Task objective
Find the lines holding the string "word" in the data, then copy all of them.

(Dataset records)
PR #5081, opened 2026-05-28
fix(shell-docs): fix Tab double-escaping that hid multi-word tab content

onsclom:
## Problem

On [docs.copilotkit.ai/built-in-agent/build-with-agents](https://docs.copilotkit.ai/built-in-agent/build-with-agents), **"JSON Configuration File"** shows a blank panel.

image

## Why

Our `Tab` wrapper called `escapeValue()` before passing to Fumadocs's `FumadocsTab` — which also calls it internally. For 3-word labels, the double-escape produces different values for the trigger vs the content panel, so Radix hides the content.

```
"JSON Configuration File"
  → trigger (1 pass):   json-configuration file    ← space
  → content (2 passes): json-configuration-file    ← hyphen (mismatch → hidden)
```

## Fix

Remove `escapeValue()` from the `Tab` wrapper — Fumadocs already handles it. The `Tabs` `defaultValue` still needs pre-escaping since `FumadocsTabs` doesn't apply it internally.

### DIFF
--- a/showcase/shell-docs/src/components/docs-tabs.tsx
+++ b/showcase/shell-docs/src/components/docs-tabs.tsx
@@ -6,9 +6,12 @@
 //     `value.toLowerCase().replace(/\s/, "-")` to derive radix-tabs
 //     `value` keys. Our authored MDX uses the literal label as the
 //     <Tab value="...">, e.g. `<Tab value="JavaScript">` against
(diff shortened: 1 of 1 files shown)


tylerslaton (approved):
Nice 😄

Answer area
fix(shell-docs): fix Tab double-escaping that hid multi-word tab content
Our `Tab` wrapper called `escapeValue()` before passing to Fumadocs's `FumadocsTab` — which also calls it internally. For 3-word labels, the double-escape produces different values for the trigger vs the content panel, so Radix hides the content.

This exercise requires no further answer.